À voix basse opens on a discovery that jolts a household: Daly is found dead in the street, half undressed. The film follows his niece Lilia as she crosses the Mediterranean back to Sousse, carrying grief and questions. In the space of family rituals and condolences, Lilia uncovers evasions, half-truths and a reluctance to speak about who Daly was. The investigation is both external and internal: while she pursues the circumstances around his death, she also confronts the legacy of silence that shaped him and now touches her own life.
The director, Leyla Bouzid, has framed this story as a return to roots — a cinematic attempt to protect memory and give a private life a public frame. The narrative folds together a funeral, domestic routines and intimate conversations to examine how a family protects itself by erasing certain truths. The film positions desire and secrecy at its moral center, asking whether revealing the past can stop repetition and whether mourning can become a form of repair.
The narrative arc: investigation, revelation and identity
At the heart of the film is the figure of Lilia, a Tunisian engineer living in Paris who comes back for the funeral. She is accompanied by her partner Alice, whose presence is treated quietly by the household — a visitor, a friend, sometimes an unstated fact. As Lilia digs through memories, meetings and whispers, she learns that Daly lived constrained by shame and secrecy. The screenplay avoids melodrama; instead it lets silences and gestures accumulate. This restrained approach makes the eventual emotional breakthroughs feel earned, and it frames Lilia’s journey as both a detective story and an intimate reckoning.
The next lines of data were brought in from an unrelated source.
PR #174, opened 2024-09-02
Image links

sherwoodf:
Added canonical image representation* to exported image to provide information for website page

*Note that the logic to choose this image rep is pretty dodgy at the moment. It's not clear to me what the logic should be, but we should update this as start to actually process images  & therefore have a better idea of what is going on.

Added list of images to datasets to create table information for study pages

Tickets: https://app.clickup.com/t/8695jf7mt , https://app.clickup.com/t/8695hy2qk


bia-export/bia_export/website_export/website_models.py
```diff
@@ -60,24 +71,47 @@ class SpecimenImagingPreparationProtocol(
...
+    canonical_representation: bia_data_model.ImageRepresentation = Field(
+        description="""The image represenation that contains the most 'ground truth' version of the image.
+        Commonly this would be the one that captures the most data, both in terms of image metadata
+        (e.g. records of the physical dimensions of the Field of View) but also in the visual
+        fidelity of the image (e.g. has the largest field of view, or is in a data format storing the
+        greatest visual detail). This is the image represetation that should be viewable on the website."""
+    )
 
 
 class StudyCreationContext(BaseModel):
```
liviuba, line 101: The reason for it makes sense, but I'm a bit worried of this becoming an everything object, basically equivalent to globals for readability. As in, a function prototype that takes a StudyCreationContext instance would give no hints for what it does and what's the minimal set parameters it needs.

Could it be simplified sometime later when the api is up and running?

bia-export/bia_export/website_export/website_models.py
```diff
@@ -60,24 +71,47 @@ class SpecimenImagingPreparationProtocol(
...
-    acquisition_process: List[ImageAcquisition] = Field()
-    subject: Specimen = Field()
+    acquisition_process: List[ImageAcquisition] = Field(
+        description="""The processes involved in the creation of the image."""
+    )
+    subject: Specimen = Field(
+        description="""The specimen that was prepared for and captured in the field of view of the image."""
+    )
+    canonical_representation: bia_data_model.ImageRepresentation = Field(
+        description="""The image represenation that contains the most 'ground truth' version of the image.
```
liviuba, line 93: typo represenation

bia-export/bia_export/website_export/images.py
```diff
@@ -92,7 +95,13 @@ def create_image(
     }
     website_fields["subject"] = Specimen(**specimen_dict)
 
-    image_dict = api_image.model_dump() | website_fields
+    canoncical_img_rep = retrieve_canonical_representation(api_image.uuid, context)
+
+    image_dict = (
+        api_image.model_dump()
+        | website_fields
+        | {"canonical_representation": canoncical_img_rep}
```
liviuba, line 103: non-canonical spelling here

bia-export/bia_export/website_export/website_models.py
liviuba: LE: Code does look tidier with a big context object, the readability thing is just something to keep in mind. Maybe fixable with more verbose function naming?

sherwoodf: When i first wrote some of this i was essentially thinking globals but i know that they can be a pain to deal with when testing - would you prefer global variables?

It's essentially like an argparse object but with some extra stuff, so i definitely see that it could get out of hand. I would like to have a better solution, part of which might also involve changing the ingestion file structure (since this is used to store some of that information as well).

liviuba: No no, the point was exactly that it's equivalent to globals in terms of being able to tell what a function does just by its prototype, because they functions become `function_name(big_context_object)` instead of for example `function_name(study, dataset)` which would give a hint that it does something with studies and datasets.

Code looks tidy like this, but if we end up over-using it in the future we might want to factor bits out of the StudyCreateContext class

liviuba (approved):
LGTM!

PR #179, opened 2024-09-03
Add db timeout

liviuba:
https://app.clickup.com/t/8695j3phx

### DIFF
--- a/api/api/models/repository.py
+++ b/api/api/models/repository.py
@@ -19,9 +19,9 @@ from bson.binary import UuidRepresentation
 from pydantic_core import Url
 
 DB_NAME = os.environ["DB_NAME"]
+DB_TIMEOUT_MS = os.environ.get("TIMEOUT_MS", 500)
 COLLECTION_BIA_INTEGRATOR = "bia_integrator"
 COLLECTION_USERS = "users"
-COLLECTION_OME_METADATA = "ome_metadata"
 
 
 class DateCodec(TypeCodec):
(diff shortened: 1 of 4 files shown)


api/api/models/repository.py
```diff
@@ -19,9 +19,9 @@
 from pydantic_core import Url
 
 DB_NAME = os.environ["DB_NAME"]
+DB_TIMEOUT_MS = os.environ.get("TIMEOUT_MS", 500)
```
kbab, line 22: This is looking for TIMEOUT_MS, but in .env_template it says "DB_TIMEOUT_MS" - is this ok?

api/api/models/repository.py
```diff
@@ -62,25 +62,31 @@ class Repository:
...
             codec_options=CodecOptions(
                 type_registry=TypeRegistry([DateCodec(), UrlCodec()]),
                 uuid_representation=UuidRepresentation.STANDARD,
             ),
         )
-        self.users = self.db[COLLECTION_USERS]
-        self.biaint = self.db[COLLECTION_BIA_INTEGRATOR]
-        self.ome_metadata = self.db[COLLECTION_OME_METADATA]
+        self.users = self.db[collection_users]
+        self.biaint = self.db[collection_bia_integrator]
```
kbab, line 89: Will this line be added in the future? `self.ome_metadata = self.db[COLLECTION_OME_METADATA]` ? if so it may be worth just commenting it out with a 'TODO' above.

kbab (approved):
LGTM - just two comments, so approved.

api/api/models/repository.py
liviuba: not sure, depends on how we want to aggregate it, just thought I should remove it if it wasn't used, but can add it / the previous logic back if we need it

api/api/models/repository.py
liviuba: I wasn't sure if I should make it configurable in the .env or not (and cascade the change everywhere), so what this does is to make it overridable but with a default to 500ms

PR #180, opened 2024-09-03
Annotation Export

sherwoodf:
added export logic for annotation components, methods, and derived images

Also fixed if statement for images (!= should have been == to match dataset uuids)!


liviuba (approved):
LGTM!

PR #183, opened 2024-09-04
None defaults for optional annotation fields

sherwoodf:
Changed the default to None for some optional fields since we should always return 'null' in json for these and never ""


kbab (approved):
LGTM

PR #184, opened 2024-09-04
Add attribute image_representation_type to ImageRepresentation

kbab:
Add image_representation_type attribute to ImageRepresentation and update mock_objects to include a value for testing

### DIFF
--- a/bia-shared-datamodels/src/bia_shared_datamodels/semantic_models.py
+++ b/bia-shared-datamodels/src/bia_shared_datamodels/semantic_models.py
@@ -31,9 +31,7 @@ class Study(ConfiguredBaseModel):
         description="""The title of a study. This will usually be displayed when search results including your data are shown."""
     )
     release_date: date = Field(description="""Date of first publication""")
-    description: str = Field(
-        description="""Brief description of the study."""
-    )
+    description: str = Field(description="""Brief description of the study.""")
     keyword: Optional[List[str]] = Field(
         default_factory=list,
         description="""Keywords or tags used to describe the subject or context of the study.""",
@@ -142,6 +140,19 @@ class LicenceType(str, Enum):
     CC_BY_SA_21_JP = "CC_BY-SA_2.1_JP"
 
 
+class ImageRepresentationType(str, Enum):
+    """Enumerate types of ImageRepresentations"""
+
+    # Original format uploaded with the study
+    UPLOADED_BY_SUBMITTER = "UPLOADED_BY_SUBMITTER"
+    # Representative image for study
+    REPRESENTATIVE = "REPRESENTATIVE"
+    # To be used as thumbnail
+    THUMBNAIL = "THUMBNAIL"
+    # In ome zarr format (usually by conversion using bioformats2raw
+    OME_ZARR = "OME_ZARR"
+
+
 #######################################################################################################
 # Subgraph 2: Contributors & their affiliations
 #######################################################################################################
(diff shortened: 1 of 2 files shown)


bia-shared-datamodels/src/bia_shared_datamodels/semantic_models.py
```diff
@@ -142,6 +140,19 @@ class LicenceType(str, Enum):
     CC_BY_SA_21_JP = "CC_BY-SA_2.1_JP"
 
 
+class ImageRepresentationType(str, Enum):
+    """Enumerate types of ImageRepresentations"""
+
+    # Original format uploaded with the study
+    UPLOADED_BY_SUBMITTER = "UPLOADED_BY_SUBMITTER"
+    # Representative image for study
+    REPRESENTATIVE = "REPRESENTATIVE"
```
sherwoodf, line 149: Still not sure what representative means. If it's the representative image for the study, that sounds more like a property between the study and an image representation. 

Might 'static display' be more accurate?

bia-shared-datamodels/src/bia_shared_datamodels/semantic_models.py
```diff
@@ -142,6 +140,19 @@ class LicenceType(str, Enum):
...
+    # To be used as thumbnail
+    THUMBNAIL = "THUMBNAIL"
+    # In ome zarr format (usually by conversion using bioformats2raw
+    OME_ZARR = "OME_ZARR"
```
sherwoodf, line 153: Can't we figure out that something is omezarr from the format? Should this actually be something like 'interactive display' for the image pages?

bia-shared-datamodels/src/bia_shared_datamodels/semantic_models.py
```diff
@@ -290,10 +297,13 @@ class ImageRepresentation(ConfiguredBaseModel):
     This object was created from one or more file refences (usually one) provided by submitters to the BioImage Archive.
     """
 
-    # TODO: representation_of information is stored in representation_of_uuid defined in bia_data_model. 
+    # TODO: representation_of information is stored in representation_of_uuid defined in bia_data_model.
     # The field here will eventually be used to generate endpoints.
     # representation_of: AbstractImageMixin = Field( description="The abstraction of this image represtation.")
     image_format: str = Field(description="""Image format of the combined files.""")
+    image_representation_type: ImageRepresentationType = Field(
```
sherwoodf, line 304: I suspect this should be 'use_type' because really it's hints as to what we expect the image rep to be used for.

Will you be updating tests in a subsequent PR? If you want we can split up fixing the different repositories if that would make it easier.

bia-shared-datamodels/src/bia_shared_datamodels/semantic_models.py
kbab: When we display a study, the 'representative image' is used on the study page. I will change it to 'STATIC_DISPLAY', but we can modify it in a later iteration if necessary

bia-shared-datamodels/src/bia_shared_datamodels/semantic_models.py
kbab: Yes - the suffix should be .ome.zarr. Will change to INTERACTIVE_DISPLAY

bia-shared-datamodels/src/bia_shared_datamodels/semantic_models.py
kbab: Thanks - will change to 'use_type'

PR #186, opened 2024-09-05
Export img dataset

sherwoodf:
Updates that:

- Fix test from model updates.
- Generates metadata for datasets.
- Split up some of the CLI options to keep the fields relevant to the particular command being run.


bia-export/bia_export/cli.py
```diff
@@ -4,8 +4,11 @@
 from rich.logging import RichHandler
 from typing_extensions import Annotated
 from pathlib import Path
-from .website_export.study_pages.transform import transform_study
-from .website_export.image_pages.transform import transform_ec_images
+from .website_export.studies.transform import transform_study
+from .website_export.studies.models import CLIContext as StudyCLIContext
+from .website_export.images.transform import transform_ec_images
+from .website_export.images.models import CLIContext as ImageCLIContext
```
liviuba, line 10: I would avoid naming things the same if they're used a lot to avoid confusion. Ex there is some CLIContext below (for retrieve_datasets) which I can't easily tell if it's a study or image one, and it wouldn't be unreasonable to be either one

liviuba (changes requested):
Minor naming change to make code less confusing. It might be better if you add the client sooner rather than later, to avoid a big refactor for Context?

bia-export/bia_export/cli.py
sherwoodf: Yeah i wasn't a fan but was rushing and this was easier. Fixed.

liviuba (approved):
LGTM! Looking forward to seeing the api client in use!

PR #187, opened 2024-09-05
Fix db params exposed through api

liviuba:
https://app.clickup.com/t/8695mu9k9

Looks like get_db defined previously was never actually used, and fastapi was DI-ing a new instance of Repository (-> the exposed params). Changed how we request db instances in handlers + small change&comment to Repository to make this harder to misconfigure in the future


AybukeKY (approved):
LGTM

PR #190, opened 2024-09-06
added api client version of the exporter

sherwoodf:
https://app.clickup.com/t/86956nun1

Adds client integration for the exporter

Minor update to cli method, such as type hints

Only export of study was tested - waiting on regenerated client with some test data to manually test.


liviuba (approved):
LGTM! Do you still need the test data in the api?

PR #193, opened 2024-09-06
Export to use Client Models

sherwoodf:
Pydantic was compaining when trying to create objects due to a model mis-match, despite them functionally being the same e.g.
```
class Specimen (BaseModel)
   sample_of: List[bia_shared_models.BioSample] = Field(
        description="""The biological matter that sampled to create the specimen."""
    )
```
will fail validation for a dictionary of the form:
```
{
  sample_of: [
     (api_client.BioSample( ...))
  ]
}
```

I switched to using client models as much as possible (except for a few type hits where i deal with higher level classes that aren't in the clients).

I could have instead called .model_dump() in a bunch of places, but i'm not sure that's that helpful, and i think it's better that the file version of the export code uses the same models as the api version.

Changes ended up added the default_open to the image models, which is fine - it's not strictly needed - i would rather find a longer term solution in Astro for working out which details sections have been displayed & get rid of this extra field everywhere. 

Also fixed copy-paste errors that came up with Annotated vs Experimental related differences.

### DIFF
--- a/bia-export/bia_export/website_export/datasets_for_images/models.py
+++ b/bia-export/bia_export/website_export/datasets_for_images/models.py
@@ -1,12 +1,8 @@
 from __future__ import annotations
 
-from bia_shared_datamodels import bia_data_model
+from bia_integrator_api import models
 from pydantic import Field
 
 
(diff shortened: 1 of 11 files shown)


liviuba (approved):
LGTM!

PR #194, opened 2024-09-06
Image conversion

kbab:
First steps towards image conversion. Create command line tool to accept accession ID and uuid of file reference and convert to zarr and update image representations then save to disk

Most of the functions in the image_utils modules are needed temporarily whilst bia_converter is being developed, so some of them do not have type hints, and due to time pressures and the fact that they are temporary, these were not corrected.

### DIFF
--- a/bia-ingest-shared-models/bia_ingest_sm/config.py
+++ b/bia-ingest-shared-models/bia_ingest_sm/config.py
@@ -18,6 +18,11 @@ class Settings(BaseSettings):
     )
 
     bia_data_dir: str = Field(default_output_base)
+    endpoint_url: str = Field("https://uk1s3.embassy.ebi.ac.uk")
+    bucket_name: str = Field("bia-integrator-data")
+    cache_root_dirpath: Path = Field(Path.home() / ".cache" / "bia-converter")
+    bioformats2raw_java_home: str = Field("")
+    bioformats2raw_bin: str = Field("")
 
 
 # class Settings:
--- a/bia-ingest-shared-models/bia_ingest_sm/conversion/image_representation.py
+++ b/bia-ingest-shared-models/bia_ingest_sm/conversion/image_representation.py
@@ -46,6 +46,7 @@ def create_image_representation(
 
     pixel_metadata = {}
     total_size_in_bytes = 0
+    file_uri = []
     if image_format == ".ome.zarr":
         pixel_metadata = image_utils.get_ome_zarr_pixel_metadata(
             representation_location
@@ -58,11 +59,12 @@ def create_image_representation(
         # TODO: Discuss what to do if file reference is list > 1 with different paths e.g. .hdr and .img for analyze. Currently just using first file reference
         if image_format == "":
             image_format = image_utils.get_image_extension(file_references[0].file_path)
+        file_uri = [fr.uri for fr in file_references]
 
     model_dict = {
         "image_format": image_format,
         "use_type": representation_use_type,
-        "file_uri": [],
+        "file_uri": file_uri,
         "original_file_reference_uuid": file_reference_uuids,
         "representation_of_uuid": experimentally_captured_image.uuid,
         "total_size_in_bytes": total_size_in_bytes,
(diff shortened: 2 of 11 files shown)


bia-ingest-shared-models/bia_ingest_sm/config.py
```diff
@@ -18,6 +18,11 @@ class Settings(BaseSettings):
     )
 
     bia_data_dir: str = Field(default_output_base)
+    endpoint_url: str = Field("https://uk1s3.embassy.ebi.ac.uk")
```
kbab, line 21: Should we adopt the same convention as @liviuba uses for the environment variables for the API?

bia-ingest-shared-models/bia_ingest_sm/conversion/image_representation.py
```diff
@@ -93,6 +99,142 @@ def create_image_representation(
     # return dicts_to_api_models([model_dict,], bia_data_model.ImageRepresentation )[0]
 
 
+def create_images_and_image_representations(
```
kbab, line 102: Was not really sure where to place this as it bridges between creating models for API and converting/creating actual images. When we start using API this will probably be in bia_converter package.

bia-ingest-shared-models/bia_ingest_sm/image_utils/conversion.py
```diff
@@ -0,0 +1,46 @@
+# All code in this module originate from bia-converter/bia_converter/io.py
```
kbab, line 1: This was mostly copy and paste from bia_converter. It is temporary until bia_converter is fixed for API

bia-ingest-shared-models/bia_ingest_sm/image_utils/io.py
```diff
@@ -0,0 +1,116 @@
+# All code in this module originate from bia-converter/bia_converter/io.py
```
kbab, line 1: This was mostly copy and paste from bia_converter. It is temporary until bia_converter is fixed for API

bia-ingest-shared-models/bia_ingest_sm/image_utils/omezarrmeta.py
```diff
@@ -0,0 +1,67 @@
+from typing import List, Optional
```
kbab, line 1: This was mostly copy and paste from bia_converter. It is temporary until bia_converter is fixed for API

bia-ingest-shared-models/bia_ingest_sm/image_utils/rendering.py
```diff
@@ -0,0 +1,379 @@
+from typing import Dict, List, Optional
```
kbab, line 1: This was mostly copy and paste from bia_converter. It is temporary until bia_converter is fixed for API

bia-ingest-shared-models/pyproject.toml
```diff
@@ -15,6 +15,12 @@ bia-shared-datamodels = { path = "../bia-shared-datamodels", develop = true }
 typer = "^0.12.3"
 typing-extensions = "^4.12.2"
 pydantic-settings = "^2.3.4"
+zarr = "^2.18.3"
```
kbab, line 18: These are in bia_converter, and so will be removed once bia_converter starts being used and is a requirement of this package

bia-ingest-shared-models/bia_ingest_sm/config.py
liviuba: not sure I get the question, what convention?

bia-ingest-shared-models/pyproject.toml
liviuba: A comment like `# TEMPORARY DEPENDENCIES FROM bia_converter` with the temporary dependencies below that would IMO it easier to undo the workarounds. Even after the code would get removed, it's usually hard to tell if a dependency is/isn't needed anymore, so dependency lists tend to only grow

Oh or if there aren't any conflicts, you can just add bia_converter itself as a dependency

kbab: Thanks - inserted comment as suggested

PR #195, opened 2024-09-09
Clarify docs

liviuba:
Minor changes to client docs, `get_studies` was missing

Removed placeholder example custom endpoint (because we have `get_studies` now)


AybukeKY (approved):
LGTM

PR #198, opened 2024-09-11
disk to api script speedups and cleanup

liviuba:
https://app.clickup.com/t/8695rqgx9


clients/python/example/disk_to_api_push.py
```diff
@@ -0,0 +1,160 @@
...
+    return data_parsed
+
+
+def api_push_json(delete_after_push: bool, json_path: str):
+    report = {"already_exists": [], "not_found": []}
+
+    with open(json_path) as f:
+        data_parsed = dict_parse_unknown_model(json.load(f), file_name=json_path)
+
+        try:
```
kbab, line 57: I was wondering if you are always going to stick to the convention of making the creation function post_(snake case version of model.type_name) i.e. ThisModel -> post_this_model.

If so a possible alternative to the if statements below is:
```
api_creation_method = re.split(r"(?=[A-Z])", data_parsed.model.type_name)
getattr(api_client, api_creation_method)(data_parsed)
```

kbab (approved):
LGTM - made one comment but approved

clients/python/example/disk_to_api_push.py
liviuba: the naming convention for create methods will probably stay, but the big if/else chain seemed simpler than coming up with/testing something that converts to snake_case (ex that still needs a tolower/.join('_') and would fail in a confusing way if type_name has a typo) + this looked like a quick to read reference for creation methods

but I can use to_snake from pydantic since we depend on it anyway. I'd rather add it later as a generic create function on the client though

PR #385, opened 2021-09-22
Refactor end-to-end tests

krzysz00:
We've got a lot of copy-pasted `mlir-rocm-runner` calls running around, and also a bunch of tests that are the same thing except with different layouts/directions/datatypes. I've tried to put a dent into these issues with both `mlir-miopen-e2e-validate.sh` (runs all datatypes/layouts/directions for some arguments) and `run-conv-integration-test.sh` (which just abstracts out the mlir-rocm-runner call).

Some of the other e2e tests might also be refactorable, but I couldn't tell if they were at a glance, so I left them as is.

PR #396, opened 2021-09-30
[DON'T SQUASH] LLVM update 9/21/21

sjw36:

PR #401, opened 2021-10-05
[HOTFIX] Teach e2e tests to run single threaded.

whchung:
Empirical e2e testing show GNU parallel with unbounded threads would fail.
Reduce the job count to 1 to make everything work.

Nightly CI run is executed via LLVM lit, and LLVM lit is already using all CPU threads. And with PR #385, GNU parallel is again trying to submit jobs on all CPU threads, potentially ending up with over-subscription and we could bump into some ROCm linux kernel driver-related issues where multiple CPU process trying to submit jobs to GPU.

### DIFF
--- a/mlir/test/mlir-miopen-e2e-validate.sh.in
+++ b/mlir/test/mlir-miopen-e2e-validate.sh.in
@@ -18,7 +18,7 @@ if [[ "$1" == "--test-only-ops" ]]; then
 fi
 
 declare -i exit_status
-parallel run-conv-integration-test.sh -p=false "$@" \
+parallel -j 1 run-conv-integration-test.sh -p=false "$@" \
     @MLIR_XDLOPS@  @MLIR_POPULATE_VALIDATION@ @MLIR_RANDOM_DATA@ \
     --operation {1} --in_layout {2} --fil_layout {3} --out_layout {4} -t {5} -c \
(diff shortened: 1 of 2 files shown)


krzysz00:
@whchung You'll also want to hit https://github.com/ROCmSoftwarePlatform/llvm-project-mlir/blob/miopen-dialect/mlir/utils/jenkins/miopen-tests/miopen_validate.sh with the hotfix

My thoughts are that the cold fix is to both enable multi-GPU in mlir-rocm-runner and then to have -j $NGPU, but that's a future us problem.

krzysz00 (approved):

jerryyin (approved):

whchung:
The PR in its current form fixes 3 out of 5 failing unit tests in nightly CI, still 2 failing. Look into them.

Those 2 failing configs are passing if executed individually.

My current idea is to reduce LLVM lit workers, and possibly ditch the dependency to `GNU parallel`.

whchung:
Close this PR as #405 supersedes.

whchung:
@sjw36 You might want to cherry pick commits in this PR (specifically d6bd4c1) to #396 . We want `GNU parallel` to run with `-j 1` to suppress CPU threads from spawning unbounded. I believe this should address some issues we see running tests from MIOpen side.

Roots of the film and the director’s motives
Leyla Bouzid has said the project came from family history and from a wish to preserve a house and stories linked to it. The film draws on real people and a lived sense of place — the house in Sousse, the grandmother who holds the household together — but it moves into fiction to give characters freedom. Bouzid decided to turn a private family loss into a narrative that could transform trauma into empowerment: Daly’s life, while depicted as cut short and hidden, becomes a catalyst for Lilia’s refusal to continue concealing her own truth.
Representation, law and the stakes of visibility
The film deliberately foregrounds the social and legal pressures that shape intimate lives. In Tunisia, the criminalization of same-sex relations remains part of public life: viewers hear reference to article 230 of the penal code and to raids that create a climate of fear. By showing how repression operates — from police encounters to the way family reputation is policed — the film explores the material consequences of shame. The choice to portray lesbian intimacy on screen, with generous and embodied imagery, is intended to disrupt stereotypes and insist that queer relationships deserve cinematic fullness.
How law and silence intersect
Through small, precise scenes the film reveals how legal structures and social conservatism reinforce private confinement. Men and women who love differently often practice a continuous vigilance; their friendships, nights out and clandestine meetings carry risk. Bouzid’s camera lingers on everyday gestures that suggest both affection and caution. These moments underline the claim that visibility is not just symbolic: it can alter the conditions under which people live and love.
Queer presence beyond labels
To counter invisibility, Bouzid includes people from Tunisia’s queer community not simply as tokens but as whole presences, sometimes in roles that defy easy categorization. The film tries to normalize same-sex desire while also signaling the particular hardships Tunisian queers face. This balance — between tenderness and political urgency — is central to the director’s intent to make the story accessible to broad audiences while remaining faithful to its context.
Performances, reception and what the film proposes
Performances anchor the film: the lead is praised for a muted intensity, while the mother and grandmother figures carry the weight of tradition and memory. Critics have noted the film’s sympathy for its female characters and its refusal to reduce them to stereotypes. The movie circulated on the festival circuit, with a Berlin appearance in February; it reached French screens on 22 April and was scheduled to play in Tunisia on 29 April. For many viewers the film serves as an invitation — to witness, to listen, and to imagine different modes of living together even when history and law have made that difficult.
Ultimately, À voix basse stages a proposition of possible futures: that telling a hidden story can be a form of making kin, that grief can prompt solidarity, and that cinema can offer a gentle but persistent challenge to systems that demand silence. Bouzid’s work asks audiences to consider how family bonds, religious and cultural norms, and legal structures interact — and whether small acts of honesty can shift those balances.